The C-Terminus Basic Region of TFPIα Dynamically Regulates FV(a) Function: Evaluation of FV-Short

Coagulation Factor V (FV) is present in plasma as an inactive procofactor. Following B-domain removal, the active cofactor FVa, enhances the catalytic efficiency of FXa by several orders of magnitude. Previous findings have established that evolutionary conserved regions within the B-domain play a key role in keeping FV in an inactive state by, in part, concealing FXa binding site(s). These regions of the FV B-domain consist of basic and acidic elements and define the minimal sequence necessary to maintain FV as a procofactor. Recent data have shown that removal of either one of these elements results in FVa-like activity and that B-domain fragments spanning the basic region act in-trans to suppress the activity of FV variants bearing only the acidic region (J Biol Chem. 287:26342-51, 2012, J Biol Chem. 288:30151-60, 2013). Physiologically, forms of FV that are missing a basic region but harbor an acidic region are released by activated platelets. Interestingly, another form of FV that only harbors an acidic region has been described. The variant FV-East Texas results in an alternatively spliced form of FV that has most of the B-domain removed but retains the acidic region (FV-short; J Clin. Invest. 123:3777-87; 2013). Together these forms of FV should be constitutively active. However, it is possible that physiologic ligands that mimic the basic region could inhibit their activity. Previous studies have identified tissue factor pathway inhibitor (TFPIα) as one of these potential ligands. Remarkably, the C-terminal segment of TFPIα shares substantial sequence homology with the FV basic region and binds forms of FV that only harbor the acidic region (PNAS, 110:17838-43; 2013). While there are several remaining unanswered questions, the FV(a)-TFPIα interaction has the potential to fundamentally alter our understanding of cofactor regulation at the site of injury.

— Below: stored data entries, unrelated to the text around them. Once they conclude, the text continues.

PR #546, opened 2024-06-06
Fix GHA config for swatinem/rust-cache@v2

mjameswh:
## What was changed and why?

- Fix options on GHA `swatinem/rust-cache@v2`, because I forgot to make adjustment while updating from `@v1` in previous PR.


cretz (approved):
Confirmed cache is working properly, thanks!

PR #548, opened 2024-06-10
Add WorkflowUpdateRPCTimeoutOrCancelledError

### LINKED ISSUE #529: Wrap GRPC::CANCELED and DEADLINE_EXCEEDED in an SDK Timeout exception for Update
So that users only have to catch one predictable exception

cretz:
## What was changed

* Add `temporalio.client.RPCTimeoutOrCancelledError` that is a base exception class that can be used for RPC timeout/cancelled errors
* Add `temporalio.client.WorkflowUpdateRPCTimeoutOrCancelledError` that extends `RPCTimeoutOrCancelledError` and is raised when any update RPC call times out or is cancelled
* Tests to confirm

See https://github.com/temporalio/features/issues/483. I will update current features repo Python CI branch just before merging this.

## Checklist

1. Closes #529


temporalio/client.py
```diff
@@ -4456,6 +4478,24 @@ def cause(self) -> BaseException:
         return self.__cause__
 
 
+class RPCTimeoutOrCancelledError(temporalio.exceptions.TemporalError):
+    """Error that occurs on some client calls that timeout or get cancelled."""
+
+    pass
+
+
+class WorkflowUpdateRPCTimeoutOrCancelledError(RPCTimeoutOrCancelledError):
```
cretz, line 4487: I would like feedback on whether this is what we want to call this. Options:

* `WorkflowUpdateRPCTimeoutOrCancelledError`
* `WorkflowUpdateRPCTimedOutOrCancelledError`
* `WorkflowUpdateRPCTimeoutOrCancellationError`

There may be some other options, but it's important that we include "rpc" in here so users know it's about the RPC call and not some potential future concept of update timeout/cancellation.

temporalio/client.py
```diff
@@ -4456,6 +4478,24 @@ def cause(self) -> BaseException:
         return self.__cause__
 
 
+class RPCTimeoutOrCancelledError(temporalio.exceptions.TemporalError):
+    """Error that occurs on some client calls that timeout or get cancelled."""
```
Sushisource, line 4482:
```suggestion
    """Error that occurs on some client calls when they time out or get cancelled."""
```

temporalio/client.py
Sushisource: I'd voted `TimedOut`, since that consistent with cancelled

Sushisource (approved):

temporalio/client.py
cretz: 👍 Will leave open a bit to get more opinions (and confer w/ team before decision)

drewhoskins-temporal: I think `Timeout` for search optimization despite grammatical oddness.  It's what people in python expect.

> it's important that we include "rpc" in here so users know it's about the RPC call and not some potential future concept of update timeout/cancellation

👎 For me, the main point of this exercise is to reduce the size and complexity of the handler block and the number of times users need to add logic.  Thus we want to capture *all* timeouts into one exception.  If we need to disambiguate in the future for power users, let's add fields.

Taking this idea further, please consider one more option.  We can add a `client_canceled` field (or similar).  That can help them, for example, display a different error message in that case.  That also lets us keep the name simple.  For example, we can just do `WorkflowUpdateTimeoutError`.

drewhoskins-temporal: Chad and I chatted offline.  He's thinking specifically of if we add a "run timeout" to the update, and I agree that we should distinguish "the client gave up" from "the workflow gave up".

Lemme clarify my thoughts.  The thing that snags me about "RPC" specifically is it's a leaky abstraction, at least the way I read it.  You could easily implement these patterns by polling or by having two RPC calls (start and then wait vs execute), in which case the meaning of "RPC" changes and could be ambiguous.  If I put an `rpc_timeout=30` but I have client retries, what does that mean?  Does each RPC get 30 seconds, or do I as the user want to wait 30 seconds total?  

What we really mean, semantically, is "the client gave up" so in the abstract I would prefer terms like `ClientTimeoutError`.  (And maybe that's also general enough to encompass the "client canceled" meaning?  But since we already expose fields like `rpc_timeout`, we've already crossed that bridge, so I'm fine with the naming you chose if you like it better or feel it's more consistent with other parts of the product.)

When we add durable-on-admitted, we can perhaps add a field on this exception like `last_wait_stage_confirmed={None, Admitted, Accepted}`.

Quinn-With-Two-Ns: I would leave off the `RPC` prefix if the exceptions are already in the `client` package. Otherwise I have no strong opinion

PR #550, opened 2024-06-13
Install protoc in run-bench CI job

mjameswh:
## What was changed

- Install protoc in run-bench CI job. It is required since #547.


Sushisource (approved):

cretz (approved):

cretz:
Held up in CI by a pending 1.24 server test fix we need to do

PR #551, opened 2024-06-17
Server 1.24 related fixes

cretz:
## What was changed

* Fix schedule test assertions that expect certain num actions on backfill (backfill logic changed in 1.24)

In order to investigate this fascinating prospect, we expressed and purified recombinant FV-short and a protein fragment containing the basic region of TFPIα. As anticipated, FV-short exhibited FVa-like activity, however this cofactor function in the prothrombinase complex was greatly impaired in the presence of TFPIα basic region. Similar results were obtained in clotting assays, supporting the idea of a trans-acting function of TFPIα on FV derivatives missing the acidic region. To better understand the mechanism of interaction, direct binding measurements by fluorescence were established using a labeled TFPIα basic region fragment. Changes in anisotropy were monitored as a function of the FV-short concentration. Analysis of the data revealed a high affinity interaction between FV-short and the TFPIα basic region (K_d = 3.42 ± 0.39 nM). Based on this high affinity, a proportion of FV-short should be largely bound to TFPIα; an observations consistent with the FV-East Texas family. Thus instead of FV-short being constitutively active, when bound to TFPIα it would effectively revert to a procofactor state. To investigate the implications of this circulating complex on function, we next evaluated whether FV-short could be normally converted to FVa by thrombin (IIa) through proteolysis at Arg⁷⁰⁹ and Arg¹⁵⁴⁵ (Arg¹⁰¹⁸ is missing). Surprisingly, in the presence of TFPIα basic region, cleavage at Arg¹⁵⁴⁵ was significantly delayed suggesting TFPIα modulates both the activity of FV and its interaction with IIa. TFPIα could either directly and/or allosterically interfere with IIa binding sites on FV. Based on previous unpublished work in our lab, we believe that the basic region of TFPIα provides a trans-acting sequence that causes FV-short to revert to a procofactor state both functionally and structurally. The absence of Arg¹⁰¹⁸ abrogates proteolysis necessary to alleviate these structural constraints, hence resulting in delayed cleavage at Arg¹⁵⁴⁵.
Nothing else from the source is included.